(Saved entries)
§ §

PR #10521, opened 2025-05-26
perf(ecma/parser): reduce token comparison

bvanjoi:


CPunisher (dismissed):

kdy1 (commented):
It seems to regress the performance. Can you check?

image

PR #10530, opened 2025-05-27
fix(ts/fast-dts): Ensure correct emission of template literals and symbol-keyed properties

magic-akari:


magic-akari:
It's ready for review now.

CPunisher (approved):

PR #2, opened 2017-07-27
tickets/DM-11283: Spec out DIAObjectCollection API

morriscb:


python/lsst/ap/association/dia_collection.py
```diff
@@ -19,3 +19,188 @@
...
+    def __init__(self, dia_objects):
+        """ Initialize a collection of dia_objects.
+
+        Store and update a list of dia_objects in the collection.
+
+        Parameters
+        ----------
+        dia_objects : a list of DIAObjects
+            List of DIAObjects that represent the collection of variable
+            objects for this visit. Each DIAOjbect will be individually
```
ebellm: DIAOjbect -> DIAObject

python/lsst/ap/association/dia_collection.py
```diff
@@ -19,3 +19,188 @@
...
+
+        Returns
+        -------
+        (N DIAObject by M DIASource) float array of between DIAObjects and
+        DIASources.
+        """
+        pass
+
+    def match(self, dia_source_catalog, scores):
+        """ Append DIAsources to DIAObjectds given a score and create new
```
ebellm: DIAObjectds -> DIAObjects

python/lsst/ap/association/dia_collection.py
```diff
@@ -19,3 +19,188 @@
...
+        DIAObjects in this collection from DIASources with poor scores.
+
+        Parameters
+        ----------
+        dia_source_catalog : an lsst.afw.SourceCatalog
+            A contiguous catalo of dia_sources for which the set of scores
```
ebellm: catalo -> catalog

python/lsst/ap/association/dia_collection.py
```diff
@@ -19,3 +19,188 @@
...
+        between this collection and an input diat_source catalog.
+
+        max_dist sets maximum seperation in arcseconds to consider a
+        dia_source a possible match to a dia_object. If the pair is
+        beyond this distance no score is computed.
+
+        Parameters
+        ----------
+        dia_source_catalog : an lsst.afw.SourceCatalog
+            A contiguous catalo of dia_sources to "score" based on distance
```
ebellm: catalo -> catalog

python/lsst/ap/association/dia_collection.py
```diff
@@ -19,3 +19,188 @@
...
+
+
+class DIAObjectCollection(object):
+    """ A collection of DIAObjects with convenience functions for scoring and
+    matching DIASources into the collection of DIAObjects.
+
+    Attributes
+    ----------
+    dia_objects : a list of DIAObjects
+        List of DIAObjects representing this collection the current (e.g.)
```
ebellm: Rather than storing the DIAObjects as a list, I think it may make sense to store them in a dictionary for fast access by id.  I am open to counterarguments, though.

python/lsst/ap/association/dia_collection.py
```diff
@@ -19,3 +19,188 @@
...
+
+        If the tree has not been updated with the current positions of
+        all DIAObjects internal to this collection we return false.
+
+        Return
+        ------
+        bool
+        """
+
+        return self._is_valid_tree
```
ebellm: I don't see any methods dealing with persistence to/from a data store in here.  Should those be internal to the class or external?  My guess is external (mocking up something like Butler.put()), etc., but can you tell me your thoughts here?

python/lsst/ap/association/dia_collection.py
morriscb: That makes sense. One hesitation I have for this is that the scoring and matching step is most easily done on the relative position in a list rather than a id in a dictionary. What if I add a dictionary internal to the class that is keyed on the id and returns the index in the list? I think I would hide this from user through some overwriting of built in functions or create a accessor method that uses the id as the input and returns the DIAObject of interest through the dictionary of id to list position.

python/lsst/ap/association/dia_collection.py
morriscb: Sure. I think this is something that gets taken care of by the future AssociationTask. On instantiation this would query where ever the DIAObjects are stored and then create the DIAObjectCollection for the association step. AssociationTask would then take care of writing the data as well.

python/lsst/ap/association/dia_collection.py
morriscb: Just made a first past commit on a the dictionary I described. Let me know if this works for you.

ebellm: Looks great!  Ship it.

§ §

Nothing but the lines from the start of the data through the line holding "PR #2, opened 2017-07-27" should be restated, and each one exactly.

▶ [OUTPUT BELOW]
PR #10521, opened 2025-05-26
perf(ecma/parser): reduce token comparison

bvanjoi:


CPunisher (dismissed):

kdy1 (commented):
It seems to regress the performance. Can you check?

image

PR #10530, opened 2025-05-27
fix(ts/fast-dts): Ensure correct emission of template literals and symbol-keyed properties

magic-akari:


magic-akari:
It's ready for review now.

CPunisher (approved):

PR #2, opened 2017-07-27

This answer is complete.